假太子监国,尤物帝后太撩人?

第六十八章 一较高下


    大乾当下的局势,可不是一般的差啊。
    边关动乱不停,国内权臣谋逆之心,昭然若揭,各种势力,在暗流涌动不说。
    中原那边,灾荒频繁。
    而皇帝,还有继位者,又昏庸不堪。
    这怎么看,都是亡国有日。
    在这样的情况下。
    国力衰微,所以,人才也会因此,而少上许多。
    这是非常正常的。
    因为人才,可是需要国力支持,才能够培养出来。
    一个合格的人才,想要诞生出来,其势必,要经过漫长的培养,而国力衰微的情况下,老百姓们,吃饭都尚且,成问题。
    饿死的人,数不胜数,在这样的情况下。
    连生存,尚且都成了问题,又有多少人,会钻研这学问?
    这诗词,也亦是要因此,而衰微起来。
    才子们的数量,自然,也会少上许多,而这个道理,云裳自然是懂得的,此刻,看着场上,这些才子们,云裳能够感觉到,大乾是越来越不行了。
    当然,这对她而言,未尝不是一件好事。
    想至这里,云裳眸子微动。
    或许,只要这样下去,距离他们太平教成事,就已然不远了……
    云裳正想着这些的时候。
    场上,一个青衣青年,睥睨着周遭,看着周围,那一个又一个登场之后,结果,又灰溜溜的下来的青年,他不由的,露出得意之色。
    就凭你们,也想赢得云裳的芳心?
    痴心妄想。
    只有我,才佩赢得,这云裳的芳心!
    你们,算什么东西。
    云裳是我的!
    只见到,青衣青年,缓步上前,竟然,不顾云裳的同意,直接的登上了诗台。
    “你要干什么?”
    “快滚下来,这是你上去的地方吗。

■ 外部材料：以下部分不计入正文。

PR #1657, opened 2024-01-12
feat(payment): PAYPAL-3446 Shipping address form isn't validated when Accelerated Checkout is enabled

bc-nick:
## What?

Added `shouldHaveCustomValidation` function to define the validation flow

## Why?

Accelerated Checkout should use the default validation flow

## Testing / Proof

Manual testing

@bigcommerce/team-checkout

### DIFF
--- a/packages/core/src/app/shipping/SingleShippingForm.tsx
+++ b/packages/core/src/app/shipping/SingleShippingForm.tsx
@@ -28,6 +28,7 @@ import {
     mapAddressToFormValues,
 } from '../address';
 import { getCustomFormFieldsValidationSchema } from '../formFields';
+import { PaymentMethodId } from '../payment/paymentMethod';
 import { Fieldset, Form } from '../ui/form';
 
 import BillingSameAsShippingField from './BillingSameAsShippingField';
@@ -76,6 +77,14 @@ interface SingleShippingFormState {
     isResettingAddress: boolean;
     isUpdatingShippingData: boolean;
     hasRequestedShippingOptions: boolean;
+}
+
+function shouldHaveCustomValidation(methodId?: string): boolean {
+    return !(
+        methodId === PaymentMethodId.BraintreeAcceleratedCheckout ||
+        methodId === PaymentMethodId.PayPalCommerceAcceleratedCheckout ||
+        !methodId
+    );
 }
 
 export const SHIPPING_AUTOSAVE_DELAY = 1700;
@@ -334,7 +343,7 @@ export default withLanguage(
             getFields,
             methodId,
         }: SingleShippingFormProps & WithLanguageProps) =>
-            methodId
+            shouldHaveCustomValidation(methodId)
                 ? object({
                       shippingAddress: lazy<Partial<AddressFormValues>>((formValues) =>
                           getCustomFormFieldsValidationSchema({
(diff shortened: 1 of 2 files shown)


serhii-tkachenko (approved):

packages/core/src/app/shipping/SingleShippingForm.tsx
```diff
@@ -78,6 +79,14 @@ interface SingleShippingFormState {
     hasRequestedShippingOptions: boolean;
 }
 
+function shouldHaveCustomValidation(methodId?: string): boolean {
+    return !(
```
vitalii-koshovyi, line 83: For me checking methodId at first, seems easier to read 💅
```
 methodId && !(methodId === PaymentMethodId.BraintreeAcceleratedCheckout || methodId === PaymentMethodId.PayPalCommerceAcceleratedCheckout)
```

vitalii-koshovyi (approved):

animesh1987:
Can we please add tests to cover this change.

bc-nick:
> Can we please add tests to cover this change.

@animesh1987 tests have been successfully added. take a look :pray:

packages/core/src/app/shipping/SingleShippingForm.tsx
animesh1987: This is a bit confusing to read, as I see if the methodId is either `PaymentMethodId.BraintreeAcceleratedCheckout` or `PaymentMethodId.PayPalCommerceAcceleratedCheckout` then we should return `false` is that correct?

animesh1987: If that is the case can we move the ids to an array.
```
const methodIdsWithoutCustomValidation = [PaymentMethodId.BraintreeAcceleratedCheckout, PaymentMethodId.PayPalCommerceAcceleratedCheckout];

return methodId && !methodIdsWithoutCustomValidation.includes(methodId);
```

bc-nick: @animesh1987 yours is better. take a look pls

packages/core/src/app/shipping/SingleShippingForm.tsx
```diff
@@ -334,7 +344,7 @@ export default withLanguage(
             getFields,
             methodId,
         }: SingleShippingFormProps & WithLanguageProps) =>
-            methodId
```
bc-peng, line 337: Could you please explain what's wrong with the previous control flow?
It looks to me that now we only apply `getCustomFormFieldsValidationSchema` to two IDs listed here, previously, we apply it to all IDs.

animesh1987: AFAIK we are ignoring `PaymentMethodId.BraintreeAcceleratedCheckout and PaymentMethodId.PayPalCommerceAcceleratedCheckout` from custom validation, hence this method.

Is that the correct understanding @bc-nick ?

bc-nick: We do not need **getCustomFormFieldsValidationSchema** for both methods because it filters by `custom` field and validation works incorrectly

You can take a look here: https://github.com/bigcommerce/checkout-js/blob/aa4bee8cece2b5efe775c731eb6481d4da480c6c/packages/core/src/app/formFields/getCustomFormFieldsValidationSchema.ts#L47

So we need to use default validation

animesh1987 (approved):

”
    周遭,所有人看到了这青衣青年后,顿时呵斥道。
    “我有一诗,还请云裳姑娘静听。”
    青年自信满满道,云裳微微颔首,明显,是要给一个机会。
    得到了允许后,青年露出激动之色,而场上众人的讥讽声,却接二连三的,响彻而起。
    “这家伙也会做诗?”
    “是啊,看他穿着的衣裳,那么破,大概连书都不曾读过,又怎么会作诗呢?”
    “真是丢人现眼。”
    “就不该让他进这诗会,以至于,影响了这诗会的逼格。”
    “罢了罢了,这厮用不了多久,就会被赶下台的。”
    听着耳边的讥讽之声,青衣青年面露阴冷,他睥睨着在场,心说,你们这些,无知的家伙,又岂会知道,我这首诗,有多么的好。
    说至这里,他深情的看向了云裳。
    而云裳,这时候才发现。
    此人,似乎,略有些熟悉。
    只时,一时间云裳无法,认出来此人究竟是何许人也。
    这令云裳,不由的诧异。
    这时,青衣青年,则是微咳了几声。
    又引得了,场上众人的不满。
    “要作诗就快点,别在这浪费大家时间行不行?”
    “大伙哪有那么多功夫,听你在这里浪费时间?”
    周遭的声音响彻而起,青衣青年,却不动如山,陈锐见状,饶有兴趣道。
    “有意思。”
    旁边的宛清,却嗤之以鼻。
    “有什么意思啊?”
    “无非,又是一只癞蛤蟆而已。”
    “这场上,难道就无一个,有诗才的吗?”
    呃,也难怪,宛清会发出,这样的抱怨。
    等了这么久。
    场上竟然,一首堪当一提的诗作,都未尝出来,这令她,是失落极了。
    因为,这难道,就是大乾的才子吗?
    要是大乾的才子,都是这般的话。
    那大乾的江山社稷,可就危险了啊。
    毕竟,一个国家的人才,都是这种水平,这样的酒囊饭袋。
    大乾的江山社稷,又岂能够不危险?
    “此人的底气,似乎是足了一些,或许,是早做准备。”
    陈锐呵呵笑着说道。
    旋即,看向了那青年。
    而青年,则终于,吟出来了自己那首诗。
    “白玉堂前春解舞,东风卷得均匀。蜂团蝶阵乱纷纷,几曾随逝水,岂必委芳尘。”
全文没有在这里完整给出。